The analog radio-over-fiber (A-RoF) technique can directly transmit radio-frequency (RF) signals between the baseband unit (BBU) and remote antenna unit (RAU) and offers the advantages of high spectral efficiency, ultralow latency, and a simple structure. In addition, millimeter-wave (mm-wave) mobile communication can utilize wide spectral resources to transmit high-rate signals. Therefore, the mm-wave over fiber based on the A-RoF technique and mm-wave mobile communication is considered the most potential solution for beyond-fifth generation (B5G) fronthaul. However, the A-RoF technique is sensitive to linear and nonlinear distortions and the generation of mm-wave signals requires high-bandwidth photonic and electronic devices. In our previous work, four-independent mm-wave signals were modulated on two orthogonal polarization states of a single wavelength based on a dual-polarization IQ modulator (DP-IQMZM) using the dual single-sideband (SSB) modulation and polarization division multiplexing (PDM) technique. Furthermore, a novel carrier polarization rotation module based on the self-polarization stabilization technique was proposed; thus, the four-independent mm-wave signals could be detected via self-coherent detection. Experimental results showed that the measured error vector magnitude (EVM) value of 800 MBaud 16-ary quadrature amplitude modulation (16-QAM) signals at 28 GHz over 50 km standard single-mode fiber (SSMF) transmission was 12.99% without digital signal processing (DSP). However, photonic frequency upconversion was not realized in our previous work. The bandwidth requirement of photonic and electronic components at the transmitter is high. In this study, we propose a scheme for upconverting four independent low-frequency RF signals to high-frequency mm-wave signals using photonic frequency upconversion. Moreover, no digital signal algorithm is used at the receiver, which is helpful for constructing a DSP-free RAU.

By paralleling one DP-IQMZM and one single-drive Mach-Zehnder modulator (MZM), which is used to generate second-order optical subcarriers, four low-frequency RF signals can be upconverted to high-frequency mm-wave signals using the self-heterodyne detection technique. In this way, the bandwidth requirement and sampling rate of photonic and electronic components at the transmitter can be reduced considerably.

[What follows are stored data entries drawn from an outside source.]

Issue #112, opened 2025-02-14
[torch_xla] Performance of Llama 3.1 405B matches Huggingface fork on 2 pods


tengyifei:
The MFU of https://github.com/pytorch-tpu/transformers/tree/flash_attention_405b on 2 pods is 18.46%

PR #117, opened 2025-02-20
Llama 3.1 405B 2 pod support

tengyifei:
# Llama 3.1 405B 2 pod support

This PR adds 2 pod support for Llama 3.1 405B. Because the best
performing Llama configuration does FSDP over DCN links, we need to
re-adjust the virtual device mesh to support FSDP over DCN. I've
extended the mesh to a pair of two dicts, `mesh` and `dcn_mesh`, each
of which may contain `data`, `fsdp`, etc.

To get better performance, we also need a very specific device ID
arrangement in the virtual device mesh. Specifically, we need each group
of 4 TPUs used in tensor parallelism to form a ring. On a 16x16 Trillium
pod, the device IDs will look like:

```
0, 1, 17, 16,
2, 3, 19, 18,
4, 5, 21, 20,
...
```

and so on. Note that the group `0, 1, 17, 16` will end up forming a ring
because the TPU with ID 16 is in practice physically located at the first
column and the second row. This replicates the MaxText feature at [1].

Tested:

```
export LIBTPU_INIT_ARGS='--xla_enable_async_all_gather=true --xla_tpu_enable_async_collective_fusion=true --xla_tpu_enable_async_collective_fusion_fuse_all_gather=true --xla_tpu_enable_async_collective_fusion_multiple_steps=true --xla_tpu_decompose_all_gather_einsum=true --xla_tpu_decompose_einsum_reduce_scatter=true --xla_tpu_scoped_vmem_limit_kib=98304 --xla_tpu_spmd_rng_bit_generator_unsafe=true --xla_tpu_overlap_compute_collective_tc=true --xla_tpu_use_enhanced_launch_barrier=true'

tp run torchprime/torch_xla_models/train.py model=llama-3.1-405b global_batch_size=128 dcn_mesh.fsdp=2 mesh.fsdp=64 mesh.tensor=4 dataset_config_name=wikitext-103-raw-v1 profile_step=15 profile_duration=200000 max_steps=50 logging_steps=10
```

The step time is 30.933s (see [2]), which is better than the 31.822s
in the Hugging Face fork of
https://github.com/pytorch-tpu/transformers/tree/flash_attention_405b.

Fixes https://github.com/AI-Hypercomputer/torchprime/issues/112.

[1]: https://github.com/AI-Hypercomputer/maxtext/pull/972/files

[2]: http://shortn/_Yy2QuIpkus


torchprime/torch_xla_models/configs/default.yaml
```diff
@@ -25,8 +25,25 @@ optimizer:
 lr_scheduler:
   type: linear
   warmup_steps: 0
+
+# The virtual device mesh shape to use within a TPU slice. This is also called
+# the "ICI mesh", since devices within a slice enjoy a faster network called
+# "Inter-Chip Interconnect".
 mesh:
```
bhavya01, line 32: nit: Should we just rename this to ici_mesh?

bhavya01 (approved):

torchprime/tests/test_custom_mesh.py
```diff
@@ -0,0 +1,251 @@
...
+    dcn_mesh_shape=(1, 2, 1, 1, 1),
+    num_devices=512,
+    num_slices=2,
+  )
+  assert (devices == get_64x4_reference_device_ids_2pod()).all()
+
+
+def get_64x4_reference_device_ids_1pod():
+  """Expected device arrangement for a 1 pod 64x4 mesh."""
+  return np.array(
```
pgmoka, line 48: What is this array based on?

tengyifei: This represents the most efficient ways to perform collectives in a 64x4 group. Specifically, the devices in each row (0, 1, 17, 16) are arranged in a ring on the TPU. A ring topology is more efficient than a line.

I realized I should document this (essentially what's in the PR description) into a `.md` file: https://github.com/AI-Hypercomputer/torchprime/issues/124

torchprime/torch_xla_models/configs/default.yaml
tengyifei: Renamed

PR #126, opened 2025-02-27
add llama3.1-8b config

zpcore:
Add the model config for llama 3.1 8B.

The config is referred from https://huggingface.co/meta-llama/Llama-3.1-8B/tree/main


bhavya01 (approved):
Nit: Can we add huggingface config for reference in future to compare easily?

zpcore:
> Nit: Can we add huggingface config for reference in future to compare easily?

Do you mean add the reference in the PR description? Thanks

zpcore:
> Nit: Can we add huggingface config for reference in future to compare easily?

I see what you mean, let me add the HF config in the same PR.

bhavya01:
I just meant in the PR description.

Issue #66, opened 2025-01-30
Test torchprime on multiple TPU pods


bhavya01:
* Verify that minibatch sharding of data works correctly
*  Check profile
* Verify that loss curve looks good

tengyifei:
I think it's reasonable to fix this by adding a multi-slice E2E test now that we have E2E test support.

tengyifei:
Closing in favor of https://github.com/AI-Hypercomputer/torchprime/issues/169

PR #146, opened 2025-03-08
Add a multi-slice E2E test and update torch_xla pin to 20250313

tengyifei:
This can catch MegaScale related regressions.

Part of https://github.com/AI-Hypercomputer/torchprime/issues/66.

### DIFF
--- a/.github/workflows/cpu_test.yml
+++ b/.github/workflows/cpu_test.yml
@@ -15,7 +15,7 @@ jobs:
       matrix:
         python-version: ["3.10", "3.11"]
     container:
-      image: us-central1-docker.pkg.dev/tpu-pytorch-releases/docker/xla:nightly_${{ matrix.python-version }}_tpuvm_cxx11_20250312
+      image: us-central1-docker.pkg.dev/tpu-pytorch-releases/docker/xla:nightly_${{ matrix.python-version }}_tpuvm_cxx11_20250313
     steps:
     - uses: actions/checkout@v4
     - name: Install torchax
--- a/.github/workflows/e2e_test.yml
+++ b/.github/workflows/e2e_test.yml
@@ -17,6 +17,7 @@ jobs:
     outputs:
       llama-3-8b-name: ${{ steps.run-llama-3-8b.outputs.name }}
       llama-3-8b-2d-name: ${{ steps.run-llama-3-8b-2d.outputs.name }}
+      llama-3-8b-2-slice-name: ${{ steps.run-llama-3-8b-2-slice.outputs.name }}
       mixtral-8x7b-name: ${{ steps.run-mixtral-8x7b.outputs.name }}
       artifact-dir: ${{ steps.artifacts.outputs.artifact_dir }}
     steps:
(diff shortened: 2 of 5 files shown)


.github/workflows/cpu_test.yml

In addition, frequency offset compensation and carrier phase recovery are avoided. Furthermore, we analyze the causes of crosstalk between symmetric sidebands and propose a method for crosstalk elimination by accurately matching the phase and amplitude of the in-phase (I) and quadrature (Q) components of the employed DP-IQMZM.

The sideband suppression ratio can be increased from less than 20 dB to more than 30 dB using our proposed crosstalk elimination method between symmetric sidebands (Fig. 10). Moreover, the transmission performance of dual-SSB signals is very close to that of SSB signals [Fig. 11(a)], verifying the effectiveness of our proposed method. Experimental results show that four independent 1.6 GBaud 16-QAM mm-wave signals with a carrier frequency of 30 GHz could be generated at the receiver using four independent 1.6 GBaud 16-QAM signals with a carrier frequency of 10 GHz and a single-tone signal with a carrier frequency of 20 GHz at the transmitter. As shown in Fig. 12(b), the measured EVM value of 25.6 Gbit/s 16-QAM signals at 30 GHz over 50 km SSMF transmission are all below the threshold of 12.5% without the use of any DSP. Moreover, the minimum sampling rate of the DAC at the transmitter is 24 GSa/s [Fig. 13(a)].

A coherent radio-over-fiber transmission system based on the self-heterodyne detection technique is proposed, which can realize photonic frequency upconversion. In the proposed system, four low-frequency RF signals are upconverted to high-frequency mm-wave signals and no DSP algorithms are required in the RAU. The causes of crosstalk between symmetric sidebands are analyzed, and a crosstalk elimination method at the transmitter is proposed. Experimental results show that four independent 1.6 GBaud 16-QAM mm-wave signals with a carrier frequency of 30 GHz can be generated at the receiver using four independent 1.6 GBaud 16-QAM signals with a carrier frequency of 10 GHz and a single-tone signal with a carrier frequency of 20 GHz at the transmitter. Using the crosswalk elimination method between symmetric sidebands, the proposed system can support the transmission of four independent 1.6 GBaud 16-QAM mm-wave signals with a carrier frequency of 30 GHz over a 50 km SSMF without any DSP at the receiver. Moreover, the minimum sampling rate of the DAC at the transmitter is 24 GSa/s, effectively reducing the cost and complexity of B5G fronthaul systems. This research provides a potential solution for the mobile fronthaul network in the B5G mobile communication.